Have you considered energy conservation as a route to the answer?
 
Hmm....does that mean it is simply 19.4 m/s?
 

gneill

Mentor
20,489
2,615
Hmm....does that mean it is simply 19.4 m/s?
Nope. Not in this case, where the landing point is lower than the starting point -- it converts potential energy to kinetic energy on the way down...
 
Ok, I tried something different:

Vfx = 19.4cos52.5
= 11.8 m/s

Vfy = 19.4sin52.5 + sqrt 2(60.3)(9.8)
= 15.4 + 34.37
= 49.76 m/s

V^2 = (Vx)^2 + (Vy)^2
= 51.1 m/s

This is wrong again :(
 

verty

Homework Helper
2,157
198
Turtledove, your Vfy is totally incorrect.
 
would i just keep it as Vfy = 19sin52.5 ? what other values need to be incorporated?

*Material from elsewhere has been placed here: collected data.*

PR #170, opened 2022-12-20
[ADD] Add test-results for apple-clang-14

filipsajdak:
As suggested (here https://github.com/hsutter/cppfront/issues/133#issuecomment-1356944284) I have created `apple-clang-14` in `test-results` that compiles regression tests with:
```
Target: arm64-apple-darwin22.1.0
Thread model: posix
InstalledDir: /Applications/Xcode.app/Contents/Developer/Toolchains/XcodeDefault.xctoolchain/usr/bin
```

The main issue is that it does not support `<ranges>` - that means that there are no correct results for:

* mixed-captures-in-expressions-and-postconditions.cpp2
* mixed-function-expression-and-std-ranges-for-each-with-capture.cpp2
* mixed-function-expression-and-std-ranges-for-each.cpp2
* mixed-function-expression-with-pointer-capture.cpp2
* mixed-function-expression-with-repeated-capture.cpp2

I have added failed `.output` files for them (with error):
```
mixed-function-expression-and-std-ranges-for-each-with-capture.cpp2:14:18: error: no member named 'for_each' in namespace 'std::ranges'
    std::ranges::for_each
    ~~~~~~~~~~~~~^
mixed-function-expression-and-std-ranges-for-each-with-capture.cpp2:18:18: error: no member named 'for_each' in namespace 'std::ranges'
    std::ranges::for_each( view, std::move(callback));
    ~~~~~~~~~~~~~^
2 errors generated.
```


hsutter:
Thanks!

No `<ranges>`, then? Interesting. Looking at the [cppreference C++20 conformance table](https://en.cppreference.com/w/cpp/compiler_support/20), I see Apple Clang is also missing `<=>` (spaceship), `jthread`, and of course `<format>` (the last one doesn't surprise me but the others do). 

Of these, the one that concerns me most is `<=>`, because I was planning to soon take a hard dependency on it in emitted Cpp1 code as I add support for user-defined types... and not having that is going to be interesting because I don't want to have to emit all that pre-C++20 comparison boilerplate just to the emitted Cpp1 source works on Apple Clang. :-( The three-way comparison `<=>` is the first Cpp2-derived feature to be standardized in ISO C++, and I was expecting to be able to rely on its being there to generate code. Well, I know actual Clang's support for `<=>` is "partial" but it seemed to work as expected the last time I happened to try it in passing... maybe Apple Clang will add it in the next release.

filipsajdak:
You already use `operator<=>` in cppfront in common.h file:

```cpp
struct source_position
{
    lineno_t    lineno;     // one-based offset into program source
    colno_t     colno;      // one-based offset into line

    source_position(lineno_t l = 1, colno_t  c = 1 )
        : lineno{ l }, colno{ c }
    {
    }

    auto operator<=>(source_position const&) const = default;

    auto to_string() const -> std::string
    {
        return "(" + std::to_string(lineno) + "," + std::to_string(colno) + ")";
    }
};
```

It compiles and works... does it means it is working?

hsutter:
Right, that's in cppfront's own source. So if Apple Clang doesn't support `<=>` then presumably it won't be able to compile cppfront itself.

But someone using an already-compiled cppfront executable to compile some Cpp2 code to Cpp1 and using Apple Clang as the second (Cpp1) compiler will be fine, because executing cppfront doesn't currently generate `<=>` in the Cpp1 output (including that there's no `<=>` in `cpp2util.h` that the Cpp1 output will include).

filipsajdak:
Taking a look at https://en.cppreference.com/w/cpp/compiler_support and I see that [`P1185R2`](https://wg21.link/P1185R2) is supported by apple clang 12 (I am currently using 14).

hsutter:
Strange that it would have P1185 supported but P0515 not. Oh well, maybe the table is not consistent or up to date -- if you try to compile `cppfront.cpp` with Apple Clang that should tell you pretty quickly whether it supports `<=>`. :)

filipsajdak:
This is my main compiler, and I have been compiling cppfront with Apple clang since my first contribution to cppfront.

That is why I was surprised to see that it is not supported.

filipsajdak:
That means apple clang has support for `operator <=>` and you don't have to change your plans.

hsutter:
Thanks. I'll ping Sergey and let him know he might want to update cppreference.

Im so confused with this question!
 

verty

Homework Helper
2,157
198
No, I won't answer that question. This is homework and I'm sure you know enough to work it out. You know where the problem is, so draw a sketch and do some thinking about what is incorporated.
 

gneill

Mentor
20,489
2,615
Your expression for Vfy is not correct. If you want to use energy change to figure the final y-velocity, then you should start with the initial kinetic energy (in the y-direction) and add the energy due to potential energy change before converting back to velocity.

You could also just add the potential energy change to the overall initial kinetic energy, no need to worry about components.

Another way to the final y-velocity is to consider that you're given the time of flight, so just apply v(t) = vo + a*t.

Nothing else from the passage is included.